* Task inputs:
PR #663, opened 2020-05-12
PG-1347/PG-1349: Prevent exception when reapplying matchups

tombogle:
This change is [Reviewable](https://reviewable.io/reviews/sillsdev/glyssen/663)


tombogle:
Not yet, but if/when I see the data, I might be able to come up with something better.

* Task item: Every record above is to be written out exactly.

* Answer to this problem:
PR #663, opened 2020-05-12
PG-1347/PG-1349: Prevent exception when reapplying matchups

tombogle:
This change is [Reviewable](https://reviewable.io/reviews/sillsdev/glyssen/663)


tombogle:
Not yet, but if/when I see the data, I might be able to come up with something better.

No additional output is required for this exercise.